_Saved entries_:

*** Begin section ***

PR #3021, opened 2023-04-18
Add customer adoption metric

nyordanoff:
**Description**
This PR introduces a chart in grafana that displays our customer adoption and track its growth overtime. It tracks the number of tenants that have at least one non auto-discovered Application (the tenant is owner and its parent is null) or Global Account tenants that have at least 1 formation different from the default one.

**Pull Request status**

- [x] Implementation
- [ ] Unit tests
- [ ] Integration tests

### DIFF
--- a/chart/compass/charts/prometheus-postgres-exporter/values.yaml
+++ b/chart/compass/charts/prometheus-postgres-exporter/values.yaml
@@ -319,7 +319,7 @@ config:
             description: "Number of tenants which are assigned to at least one runtime or application"
 
     compass_director_customer_adoption:
-      query: "SELECT COUNT(DISTINCT (id)) FROM business_tenant_mappings WHERE (id IN ( SELECT b.id FROM applications a JOIN tenant_applications ta ON a.id = ta.id JOIN business_tenant_mappings b ON ta.tenant_id = b.id WHERE ta.owner IS true AND ta.id IN (SELECT app_id FROM labels WHERE key='managed' AND value ? 'false') AND b.parent IS null) OR id IN ( SELECT b2.id FROM formations JOIN business_tenant_mappings b2 ON formations.tenant_id = b2.id WHERE name <> 'DEFAULT' AND (parent IS null OR parent IN (SELECT id FROM business_tenant_mappings b3 WHERE type = 'customer'))));"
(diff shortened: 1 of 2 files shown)


nyordanoff:
reset-vm

chart/compass/charts/prometheus-postgres-exporter/values.yaml
```diff
@@ -318,6 +318,14 @@ config:
             usage: "COUNTER"
             description: "Number of tenants which are assigned to at least one runtime or application"
 
+    compass_director_customer_adoption:
+      query: "SELECT COUNT(DISTINCT (id)) as quantity FROM business_tenant_mappings WHERE (id IN ( SELECT b.id FROM applications a JOIN tenant_applications ta ON a.id = ta.id JOIN business_tenant_mappings b ON ta.tenant_id = b.id WHERE ta.owner IS true AND ta.id IN (SELECT app_id FROM labels WHERE key='managed' AND value ? 'false') AND b.parent IS null) OR id IN ( SELECT b2.id FROM formations JOIN business_tenant_mappings b2 ON formations.tenant_id = b2.id WHERE name <> 'DEFAULT' AND (parent IS null OR parent IN (SELECT id FROM business_tenant_mappings b3 WHERE type = 'customer'))));"
+      master: true
+      metrics:
+        - quantity:
+            usage: "COUNTER"
+            description: "Number of tenants that have at least one non auto-discovered Application (the tenant is owner and its parent is null) or Global Account tenants that have at least 1 formation different from the default one"
```
PetarTodorovv, line 327: `.. or Global Account tenants that ..` from the queary above it seems not only GA tennats are included in that result? There could be `customer` tenants(they may also not have parent), also atom tenats - organizations? Are they expected in this customer adoption calculation?

nyordanoff: Yes, there are not only GAs. But the second part of the query related to the formations gives us GAs - that's why the `or` in the description.

Maybe I can change it a bit for more clarity: `Number of customer tenants <bla bla> or GA tenants that <bla bla>`?

PetarTodorovv (approved):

*** End section ***

_HOW TO COMPLETE THIS TASK_:
Please print the records above exactly, leaving nothing out.

_SOLUTION TO THIS TASK_:
PR #3021, opened 2023-04-18
Add customer adoption metric

nyordanoff:
**Description**
This PR introduces a chart in grafana that displays our customer adoption and track its growth overtime. It tracks the number of tenants that have at least one non auto-discovered Application (the tenant is owner and its parent is null) or Global Account tenants that have at least 1 formation different from the default one.

**Pull Request status**

- [x] Implementation
- [ ] Unit tests
- [ ] Integration tests

### DIFF
--- a/chart/compass/charts/prometheus-postgres-exporter/values.yaml
+++ b/chart/compass/charts/prometheus-postgres-exporter/values.yaml
@@ -319,7 +319,7 @@ config:
             description: "Number of tenants which are assigned to at least one runtime or application"
 
     compass_director_customer_adoption:
-      query: "SELECT COUNT(DISTINCT (id)) FROM business_tenant_mappings WHERE (id IN ( SELECT b.id FROM applications a JOIN tenant_applications ta ON a.id = ta.id JOIN business_tenant_mappings b ON ta.tenant_id = b.id WHERE ta.owner IS true AND ta.id IN (SELECT app_id FROM labels WHERE key='managed' AND value ? 'false') AND b.parent IS null) OR id IN ( SELECT b2.id FROM formations JOIN business_tenant_mappings b2 ON formations.tenant_id = b2.id WHERE name <> 'DEFAULT' AND (parent IS null OR parent IN (SELECT id FROM business_tenant_mappings b3 WHERE type = 'customer'))));"
(diff shortened: 1 of 2 files shown)


nyordanoff:
reset-vm

chart/compass/charts/prometheus-postgres-exporter/values.yaml
```diff
@@ -318,6 +318,14 @@ config:
             usage: "COUNTER"
             description: "Number of tenants which are assigned to at least one runtime or application"
 
+    compass_director_customer_adoption:
+      query: "SELECT COUNT(DISTINCT (id)) as quantity FROM business_tenant_mappings WHERE (id IN ( SELECT b.id FROM applications a JOIN tenant_applications ta ON a.id = ta.id JOIN business_tenant_mappings b ON ta.tenant_id = b.id WHERE ta.owner IS true AND ta.id IN (SELECT app_id FROM labels WHERE key='managed' AND value ? 'false') AND b.parent IS null) OR id IN ( SELECT b2.id FROM formations JOIN business_tenant_mappings b2 ON formations.tenant_id = b2.id WHERE name <> 'DEFAULT' AND (parent IS null OR parent IN (SELECT id FROM business_tenant_mappings b3 WHERE type = 'customer'))));"
+      master: true
+      metrics:
+        - quantity:
+            usage: "COUNTER"
+            description: "Number of tenants that have at least one non auto-discovered Application (the tenant is owner and its parent is null) or Global Account tenants that have at least 1 formation different from the default one"
```
PetarTodorovv, line 327: `.. or Global Account tenants that ..` from the queary above it seems not only GA tennats are included in that result? There could be `customer` tenants(they may also not have parent), also atom tenats - organizations? Are they expected in this customer adoption calculation?

nyordanoff: Yes, there are not only GAs. But the second part of the query related to the formations gives us GAs - that's why the `or` in the description.

Maybe I can change it a bit for more clarity: `Number of customer tenants <bla bla> or GA tenants that <bla bla>`?

PetarTodorovv (approved):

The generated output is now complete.